Think a little about this news story from this year: the Isreali government gave the US Ambassador to Israel a Hanukkah menorah
that looks like Israel's Iron Dome missile defense system. That would
be an incredibly strange gift for a holiday about getting the best
Miracles Per Gallon you can out of your oil supply. But for a holiday
that's about fighting off an existential threat in the Holy Land and
reclaiming it for Jews and Jews alone, you can see why the current
Israeli government might want to associate itself with the Maccabees.

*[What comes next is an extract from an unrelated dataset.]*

PR #1574, opened 2026-08-16
fix(chainlink): return error on lagging fetch response slot

crazywriter1:
## Summary
- After the `min_context_slot` retry loop in `RemoteAccountProvider::fetch`, a lagging response slot used `assert!`, which panics in release builds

6) The Maccabees were zealots — not warriors for religious tolerance
It's easy to look at the Hanukkah story and see the Maccabees as
simply fighting for self-determination — as people who just wanted to
live according to their own faith. Any American Jew with parents of a
certain age has probably heard "Light One Candle," a Peter,
Paul, and
Mary song that basically turns the Maccabees into proto-hippies
It's true that the Maccabees were fighting to practice their faith.
But they weren't just fighting on their own behalf — they were fighting
to preserve tradition among all Jews, even the Hellenistic ones who were
more accepting of assimilation. The Maccabees, in a word, were zealots.

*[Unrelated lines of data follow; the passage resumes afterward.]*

PR #1583, opened 2026-08-19
fix: backstop program upgrade detection with periodic programdata sweep

GabrielePicco:
## Problem

The persistent programdata watches from #1529 detect LoaderV3 upgrades only while their pubsub subscription is alive. A subscription can silently die upstream while local bookkeeping keeps it (ghost — e.g. lost across a provider reconnect), after which **no notification ever arrives again** and nothing detects or repairs the loss:

- `watch_programdata` returns `AlreadyInstalled` on a bare `programdata_index` hit, so re-clones (including read-forced ones) never re-subscribe.
- All upgrade checks were notification-driven: zero notifications ⇒ zero checks, forever.

## Fix

**Periodic transport-independent sweep** (`sweep_programdata_watches`, every 5 min): fetch a 12-byte programdata prefix (state tag + deploy slot) per watched program over RPC and route the program into the existing `handle_executable_sub_update` reload path when

```
deploy_slot > bank_program.remote_slot()
```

Here's how James Ponet, Yale's Jewish chaplain, describes the Maccabeean Revolt:
Armed Hasmonean (Maccabee) priests and their comrades from the rural town of Modi'in attacked urban Jews, priests and laity alike, who supported Greek reform, like the gymnasium and new rules for governing commerce. The Hasmoneans imposed, at sword's edge, traditional observance. After years of protracted warfare, the priests established a Hasmonean state that never ceased fighting Jews who disagreed with its rule.
This makes it particularly ironic that, these days, Hanukkah is
perhaps the most assimilated Jewish holiday there is. Would modern-day
Maccabees be okay with Hanukkah presents? Probably not. And don't even
think about how they'd feel about the Mensch on the Bench.
7) You will not make your Jewish friends feel more welcome at your caroling party by asking them to sing Hanukkah songs
If you played the "Light One Candle" video above, congratulations!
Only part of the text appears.